──────── Data to process
Issue #7606, opened 2025-09-29
[BUG] The loss of the first step is too high when zero_hpz_partition_size is set.


zhengchenyu:
**Describe the bug**

When use ZERO++ and zero_hpz_partition_size is set, The loss of the first step or the first step after load checkpoint is too high.

**To Reproduce**

Qwen3 SFT train. stage3, one node, 8 gpu per node, zero_hpz_partition_size is set to 4.

**Screenshots**

Two experiment:

* `base`: not set zero_hpz_partition_size
* `bug`: set zero_hpz_partition_size to 4. And save checkpoint at step50, then load from this checkpoint

<img width="825" height="479" alt="Image" src="https://github.com/user-attachments/assets/fbcff041-d6cd-47c0-9ddd-1b4feb8d3923" />

**Docker context**
base on image: `ghcr.io/pytorch/pytorch:2.8.0-cuda12.8-cudnn9-devel`
python: 3.11.13
deepspeed: 0.16.9

zhengchenyu:
This issue is fixed by https://github.com/deepspeedai/DeepSpeed/pull/7707

PR #7707, opened 2025-11-27
Fix that ds_secondary_tensor may be dirty when loading the model or zero checkpoint for zero++.

zhengchenyu:
`ds_secondary_tensor` may be dirty during model loading or zero checkpointing for zero++.

* 1 Loading model

My task is transformers SFT. In the transformers code, initialization is done using code like the following:

```
with deepspeed.zero.Init():
    model = xxx
``` 

After this, `param` is already a ds tensor, meaning both `ds_tensor` and `ds_secondary_tensor` exist. Then `load_model` is called to reload the model.

```
with deepspeed.zero.GatheredParameters(params_to_gather, modifier_rank=0):
        module._load_from_state_dict(*args)

```
In `GatheredParameters.__exit__`, `params[0].partition` is called, and `has_been_updated` is set to `True`, indicating that data updates are needed. However, `_partition_param_sec` did not pass `has_been_updated`. This results in `ds_secondary_tensor` being dirty.

* 2 Loading zero checkpoint

The zero checkpoint is loaded into `fp16_partitioned_groups_flat`, meaning `param.ds_tensor` has been updated. However, the data in `param.ds_secondary_tensor` has not been updated. But the next `allgather` will use the dirty `param.ds_secondary_tensor`. 

A dirty `ds_secondary_tensor` can lead to abnormal loss. After calling `invalidate_secondary_tensor` in `_post_step`, the loss returns to normal. This is why loss anomaly only occurs during beginning steps.

Relate issue: #7606

### DIFF
--- a/README.md
+++ b/README.md
@@ -39,8 +39,7 @@
 
    <li>[2025/03] <a href="https://github.com/deepspeedai/DeepSpeed/blob/master/blogs/huggingface-tp/README.md">DeepSpeed AutoTP: Automatic Tensor Parallel Training of Hugging Face models</a></li>
 
-
-   <li>[2024/12] <a href="https://github.com/deepspeedai/DeepSpeed/blob/master/blogs/ulysses-offload/README.md">Ulysses-Offload: Democratizing Long Context LLM Training</a></li>
+<li>[2024/12] <a href="https://github.com/deepspeedai/DeepSpeed/blob/master/blogs/ulysses-offload/README.md">Ulysses-Offload: Democratizing Long Context LLM Training</a></li>
 
  </ul>
 </details>
--- a/tests/unit/runtime/half_precision/test_fp8.py
+++ b/tests/unit/runtime/half_precision/test_fp8.py
@@ -85,8 +85,8 @@ class TestFp8ComposabilityAcrossZero(DistributedTest):
         rtol, atol = 1e-07, 1e-05
 
         # Relax tolerance only for ROCm + FP16
-        if is_rocm_pytorch() and model_dtype == torch.float16:
-            rtol, atol = 3e-07, 3e-05
+        if is_rocm_pytorch() and base_datatype in ["fp16", "bf16"]:
+            rtol, atol = 1e-07, 1e-04
 
         # config
         zero_stage = [0, 1, 2, 3]


zhengchenyu:
This picture proves that the bug has been fixed. The experimental conditions for `fix` are exactly the same as those for `bug` in #7606. The only difference is that the executable code applies this pr.

截屏2025-11-27 11 10 55

sfc-gh-truwase:
@zhengchenyu thanks for PR. We are taking a look.

zhengchenyu:
The unit test `test_compile_zero.py::TestDeepCompile::test[True-1-dtype0]` failed. This seems to be unrelated to this PR. Despite multiple tests on my own server, I am still unable to reproduce the failure...

sfc-gh-truwase:
@zhengchenyu thanks for this PR. My opinion is that invalidating the secondary tensor is the correct solution both these cases. So I am aligned with your solution for `Loading zero checkpoints`. 

For `model loading` and other cases of `deepspeed.zero.GatheredParameters(...modifer_rank!=None)`, how about calling `invalidate_secondary_tensor()` [here](https://github.com/deepspeedai/DeepSpeed/blob/7f2f423257592725259a0950094dc9fe9d276a27/deepspeed/runtime/zero/partition_parameters.py#L2342)?

What do you think?

For context, `ds_secondary_tensor` is meant to be a cache of gathered params from a previous forward pass. Therefore for safety, it should be invalidated when model weights change in anyway.

zhengchenyu:
@sfc-gh-truwase 
I think your suggestion is correct. In fact, I initially solved the problem by using `invalidate_secondary_tensor`.

However, I found the root cause was that the `_partition` function didn't pass the `has_been_updated` parameter when calling `self._partition_param_sec`, causing `ds_secondary_tensor` to become dirty. Since `broadcast` was used to ensure each parameter was correct, it's safe not to call `invalidate_secondary_tensor` here.

In fact, we have two solutions to this problem:

* (1) Invalidate the secondary tensor when model weights change anyway.

Your solution maintains consistent logic: *if weight changes, invalidate the secondary tensor.*

If that's the case, I think [here](https://github.com/deepspeedai/DeepSpeed/blob/7f2f423257592725259a0950094dc9fe9d276a27/deepspeed/runtime/zero/partition_parameters.py#L445) might also need to invalidate the secondary tensor.

However, the drawback of this approach is that it wastes a useful secondary tensor.

* (2) pass `has_been_updated` for `_partition_param_sec` in `_partition`.

This approach avoids wasting the `secondary tensor` when the parameter has already been broadcast.

In fact, I think both are ok, but I prefer (2). However, if you think we need to maintain consistent logic, I would change it to (1).

zhengchenyu:
And do you mean the case `deepspeed.zero.GatheredParameters(...modifer_rank=None)`? If that's the case, I agree add invalidate_secondary_tensor [here](https://github.com/deepspeedai/DeepSpeed/blob/7f2f423257592725259a0950094dc9fe9d276a27/deepspeed/runtime/zero/partition_parameters.py#L2342)。Thanks for your suggestion.
But If the model is updated but `modifier_rank` is not specified, it won't be broadcast, should invalidate secondary tensor. However, this is actually incorrect usage. And ds_tensor may also be inconsistent

sfc-gh-truwase:
> But If the model is updated but `modifier_rank` is not specified, it won't be broadcast, should invalidate secondary tensor. However, this is actually incorrect usage. And ds_tensor may also be inconsistent

Yes, this would be incorrect usage but it is not the API responsibility to detect such cases. So let's not worry about it.

sfc-gh-truwase:
> And do you mean the case `deepspeed.zero.GatheredParameters(...modifer_rank=None)`? If that's the case, I agree add invalidate_secondary_tensor [here](https://github.com/deepspeedai/DeepSpeed/blob/7f2f423257592725259a0950094dc9fe9d276a27/deepspeed/runtime/zero/partition_parameters.py#L2342)。Thanks for your suggestion.

Thanks for making the change.

sfc-gh-truwase:
@zhengchenyu I apologize I realize I gave you misleading information because I didn't read existing [GathereredParameters.__exit__()](https://github.com/deepspeedai/DeepSpeed/blob/7f2f423257592725259a0950094dc9fe9d276a27/deepspeed/runtime/zero/partition_parameters.py#L2338C1-L2339C1) carefully. 

In summary, your current PR is fine as is. I will approve to unblock for merging. 

I will explain a bit more below just for the records. 

1. For `if self.src_rank is None:` [case](https://github.com/deepspeedai/DeepSpeed/blob/7f2f423257592725259a0950094dc9fe9d276a27/deepspeed/runtime/zero/partition_parameters.py#L2341): The code here is actually correct and does not need `invalidate_secondary_tensor` call. This is because the user has specified no parameter changes and thus secondary tensor is clean. It is possible for users to misuse this API like you pointed out, but let's not worry about that. 
2. For `if self.src_rank != None:` [case](https://github.com/deepspeedai/DeepSpeed/blob/7f2f423257592725259a0950094dc9fe9d276a27/deepspeed/runtime/zero/partition_parameters.py#L2345-L2348): This is when secondary tensor becomes dirty. One option is to use `invalidate_secondary_tensor` or to propagate `has_been_updated` to `_partition_param_sec` which is your current solution. I agree with your current solution. 

Apologies for the confusion and extra work.

zhengchenyu:
Thanks very much for your review!

PR #7722, opened 2025-12-11
fix typo

stas00:
I guess this code path has never been exercised - fixing a varname typo

add `flake8` to the autoformatters set, which should have caught this?


stas00:
Thank you, Masahiro.

PR #7723, opened 2025-12-11
let allgather and alltoall execute in parallel when both attention and MOE used TP

taozhiwei:
let allgather and alltoall execute in parallel when both attention and MOE used TP.


delock:
Hi @taozhiwei, do you have setup info and performance data about this optimization?

logicjiecoding:
1

PR #7724, opened 2025-12-11
[Engine] Only scale gradients if scale_wrt_gas is True

kashif:
`_backward_prologue_per_tensor` checks if `scale_wrt_gas` is True and only scales if so.

For https://github.com/huggingface/accelerate/issues/3877

### DIFF
--- a/deepspeed/runtime/engine.py
+++ b/deepspeed/runtime/engine.py
@@ -2359,10 +2359,8 @@ class DeepSpeedEngine(Module):
         self._stop_timers(self.engine_timers.backward_timers)
 
     def _backward_prologue_per_tensor(self, grad):
-        if grad is None:
-            return grad
         # Only scale gradients if scale_wrt_gas is True, consistent with backward() parameter
-        if self._scale_wrt_gas:
+        if grad is not None and self._scale_wrt_gas:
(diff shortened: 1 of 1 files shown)


stas00:
Just to get a better understanding - are you saying DS relies on the default value `scale_wrt_gas` being `True`, but Accelerate sets it explicitly to `False` in `backward`? Would you kindly point me to the corresponding code in Accelerate?

Your proposed fix is sound, but let's make sure we have a test covering it, so that someone won't unfix it down the road.

This appears to be the most suitable test to either modify or clone?
https://github.com/deepspeedai/DeepSpeed/blob/b00b75f05852e0791f1e2b9c1cc894cd690e2da4/tests/unit/v1/zero/test_zero_user_backward.py#L286

tohtana:
Sorry, @stas00 is right. It would be great if we could add a test.
When I modified the related code, I wasn't able to find the usage of the flag. We could avoid such a regression if we have a test.

tohtana:
Hi @kashif, I opened a [PR](https://github.com/kashif/DeepSpeed/pull/1) to add a test to this PR.
Can you review and merge if you think it is good?

kashif:
thanks @tohtana all good on my side!

Issue #7680, opened 2025-11-07
[REQUEST] Switch to and unify DeviceMesh management for DP/TP/PP/EP/SP


eternalNight:
# Problem Statement

Today we have multiple sets of ProcessGroup management in the codebase for different parallel scenarios, namely:

* `PipelineModule` uses `PipelineParallelGrid` for pipeline parallelism.
* AutoTP uses one set of APIs (whose names start with letters) from `utils.groups`.
* `MoE` uses another set of APIs (whose names start with `_`) from `utils.groups`.
* Ulysses SP uses a DeviceMesh created on `deepspeed.initialize`.

All of those implementations deal with the process group creation (either using `DeviceMesh` or customized logic) under complex combinations. It significantly increases maintenance burden as well as difficulty in introducing new parallelism techniques.

Besides, that divergence also causes user confusions. `deepspeed.initialize()` accepts two parameters, i.e., `mpu` and `mesh_param`.  `mpu` is for DP/TP (without PP/EP/SP), `mesh_param` for SP, and for PP/EP parallelism topology should be configured on model initialization. That does not provide a good experience for users who want to try out different configurations for best efficiency.

# Proposal

We would like to refactor those ProcessGroup management facilities so that:

* A unified `DeviceMesh` based module serves all parallelism strategies and their combinations.
* Let `DeviceMesh` instances create and manage ProcessGroups when possible. 
* Simplify the mesh topology configuration interface of `deepseed.initialize`.
* (Advanced) Allow different models in the same world to use different parallelism strategies. This is mainly for RL post-training, but need more careful feasibility investigation due to the global map design of ProcessGroup. See https://github.com/volcengine/verl/discussions/897 MCore pain point 1 for more information.
* (Advanced) Make it easy to extend ZeRO to support HSDP-style replicate + shared parallelism for asymmetric GPU clusters. The extension itself will be tracked in a separate issue.

[...]

PR #7726, opened 2025-12-15
Introduce Megatron-style parallel state management

eternalNight:
# Summary

This PR, authored by @hahaha3210 and @DayDreamer-Li, introduces `ParallelState`, a class that manages process groups for an arbitrary combination of parallel strategies including TP, EP, PP and DP.

As is discussed in #7680, the primary approach is borrowing the process group creation logic from https://github.com/NVIDIA/Megatron-LM/blob/main/megatron/core/parallel_state.py but encapsulating the states (i.e., process groups, ranks and world sizes) into a class. This design enables the coexistence of multiple, independent parallelism configurations within a single process, which is particularly valuable in scenarios involving multiple models, such as in reinforcement learning (RL) workflows. Objects of `ParallelState` can be created prior to calls to `deepspeed.initialize` so that process groups are available to custom modules, such as `UlyssesSPAttentionHF`, at an early stage.

Compatibility of `ParallelState` and current process group management facilities (including `deepspeed.runtime.sequence_parallel.parallel_state_sp` and `deepspeed.utils.groups`) is tested by [test_mpu.py](https://gist.github.com/eternalNight/b76c72216b4be84832b615b76465396f).

# Usage

Basic usage (single global instance passed to `deepspeed.initialize`):

```
    from deepspeed import DeepSpeedConfig
    ds_config = DeepSpeedConfig("config.json")

    parallel_state = ps.initialize_parallel_state_from_config(config_dict)
    model_engine, optimizer, _, _ = deepspeed.initialize(
        model=model,
        config=config_dict,
        mpu=parallel_state,
    )
```

The `ParallelState` class is compatible with Megatron's `parallel_state` module and thus can also be passed as `mpu` to existing implementations of parallelism techniques.

# Opens

- [x] ~~Support for Ulysses SP is yet to be added.~~ Dimensions for Ulysses SP can now be set by passing `sequence_parallel_size` to `initialize_parallel_state_from_config`.
- [x] ~~Support creating a `ParallelState` from a config object rather than specifying different parallel dimensions explicitly.~~ `initialize_parallel_state_from_config` now accepts a `config` argument which can be either a `dict` or a config object.
- [x] ~~Are wrappers in `parallel_state_deepspeed.py` necessary? If so, is there a better way to implement more concisely its APIs sharing similar code patterns?~~ `parallel_state_deepspeed.py` is preserved and renamed as `parallel_state_wrappers.py` to provide helper methods (create from config, wrap with context, etc.) around `ParallelState` for easier use.
- [x] ~~Are GLOO process groups necessary for DeepSpeed? If not, we can strip them from the draft.~~ GLOO process groups are not created by default as `deepspeed.comm.new_group` does not accept a `backend` argument yet. The related code is kept so that we can easily bring it back when necessary.
- [x] ~~Tweaking NCCL options require `ProcessGroupNCCL.options` from `torch.distributed`, and that is not provided by `deepspeed.comm` today. Should we introduce that to `deepspeed.comm`, or make the format-checking script allowing that specific use of `torch.distributed`?~~ Leave it as future work.

# Future work

1. Configuration of process group options (only `ProcessGroupNCCL.Options` as of pytorch 2.9).
2. Add config items for parallelism dimensions not covered in json today.
3. Lazy creation of process groups. The Metatron-style manager creates all process groups for all potential combinations of parallelism in one shot. That won't impact much on GPU memory usage as recent NCCL allocates GPU memory on the first collective operation, not on communicator creation. But still it forks a significant amount of threads (~2000 on 8 GPUs) and may hit container PID limits. Possible optimizations include (1) not creating pgs for parallelism of size 1 at all, assuming they'll never be used; (2) creating pgs lazily (i.e., on first getter), assuming all ranks will call the same getter in the same order; (3) merge pgs among the same ranks, at the cost of synchronizing ops on them. That will be looked into in a follow-up PR.
4. While unit tests in this PR works properly, there're still code referring to specific mpu/parallel_state modules explicitly and thus not friendly to explicitly-passed `mpu`.

### DIFF
--- a/.github/workflows/nv-pre-compile-ops.yml
+++ b/.github/workflows/nv-pre-compile-ops.yml
@@ -23,10 +23,19 @@ jobs:
   unit-tests:
     runs-on: ubuntu-24.04
     container:
-      image: deepspeed/gh-builder:ubuntu1804-py38-torch1131-cu116
+      image: nvidia/cuda:12.6.3-devel-ubuntu22.04
 
     steps:
+        - name: Install system dependencies
+          run: |
+            apt-get update && apt-get install -y git python3 python3-pip libaio-dev ninja-build
+            ln -sf /usr/bin/python3 /usr/bin/python
+
         - uses: actions/checkout@v4
+
+        - name: Install PyTorch
+          run: |
+            pip install torch==2.10.0 --index-url https://download.pytorch.org/whl/cu126
 
         - name: environment
           run: |
@@ -36,7 +45,7 @@ jobs:
             #python -c "import torch; print('CUDA available:', torch.cuda.is_available())"
         - name: Compile DeepSpeed Ops
           run: |
-            DS_ACCELERATOR=cuda DS_ENABLE_NINJA=1 TORCH_CUDA_ARCH_LIST="7.0;7.5;8.0" DS_BUILD_OPS=1 DS_BUILD_SPARSE_ATTN=0 DS_BUILD_FP_QUANTIZER=0 DS_BUILD_CUTLASS_OPS=0 DS_BUILD_GDS=0 DS_BUILD_RAGGED_DEVICE_OPS=0 DS_BUILD_EVOFORMER_ATTN=0 DS_BUILD_DEEP_COMPILE=0 pip3 install .
+            DS_ACCELERATOR=cuda DS_ENABLE_NINJA=1 TORCH_CUDA_ARCH_LIST="7.0;7.5;8.0;8.6;8.9;9.0" DS_BUILD_OPS=1 DS_BUILD_SPARSE_ATTN=0 DS_BUILD_FP_QUANTIZER=0 DS_BUILD_CUTLASS_OPS=0 DS_BUILD_GDS=0 DS_BUILD_RAGGED_DEVICE_OPS=0 DS_BUILD_EVOFORMER_ATTN=0 DS_BUILD_DEEP_COMPILE=0 pip3 install .
         - name: DS Report
           run: |
-             ds_report
+             DS_ACCELERATOR=cuda ds_report
--- a/accelerator/abstract_accelerator.py
+++ b/accelerator/abstract_accelerator.py
@@ -179,10 +179,6 @@ class DeepSpeedAccelerator(ABC):
 
     # Misc
     @abc.abstractmethod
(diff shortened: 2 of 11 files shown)


sfc-gh-truwase:
@stas00 @tohtana @delock FYI

delock:
I like the idea of puting parallel dimension in a single place rather than relying on user reading deeply into document to figure out how to turn on each parallelism dimension.  I also agree with the open that the class can be created from a config object.  Does it make sense to have the config in config.json file, or a seperate config file is more flexible?

eternalNight:
> I like the idea of puting parallel dimension in a single place rather than relying on user reading deeply into document to figure out how to turn on each parallelism dimension. I also agree with the open that the class can be created from a config object. Does it make sense to have the config in config.json file, or a seperate config file is more flexible?

My rough idea is to reuse the current config.json which already provides dimensions of various parallel techniques. Moving parallelism-related configs to a separate file is such a huge change that can impose a big obstable to users who try to upgrade.

tohtana:
Hi @eternalNight, this is amazing!
Do you have a plan to add a document and unit tests? They will help users learn how to use this new style of parallelization configs.

eternalNight:
> Hi @eternalNight, this is amazing! Do you have a plan to add a document and unit tests? They will help users learn how to use this new style of parallelization configs.

Good point & will do.

sfc-gh-truwase:
@eternalNight, I am curious how this is going? Thanks

eternalNight:
> @eternalNight, I am curious how this is going? Thanks

We're just back from the lunar new year holidays and are polishing the documentations. Will update another version this week probably.

delock:
@eternalNight Can you sign-off to fix DCO error?  Thanks!

eternalNight:
> @eternalNight Can you sign-off to fix DCO error? Thanks!

All commits are signed on this branch. The DCO errors are due to the mismatch between author info in the commit metadata (which are less official due to local configs) and the signed-off-by (which uses the official names and mail addresses).

eternalNight:
@sfc-gh-truwase @delock @tohtana @stas00 Here's the final refreshment and rebase of the `ParallelState` class and helpers around it, with unit tests and documentation on usage. Please kindly review.

Future works are listed in the PR description.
────────────────
#### What to produce
Every line of the material that holds the word "Long" must be found and copied.

#### Reply
-   <li>[2024/12] <a href="https://github.com/deepspeedai/DeepSpeed/blob/master/blogs/ulysses-offload/README.md">Ulysses-Offload: Democratizing Long Context LLM Training</a></li>
+<li>[2024/12] <a href="https://github.com/deepspeedai/DeepSpeed/blob/master/blogs/ulysses-offload/README.md">Ulysses-Offload: Democratizing Long Context LLM Training</a></li>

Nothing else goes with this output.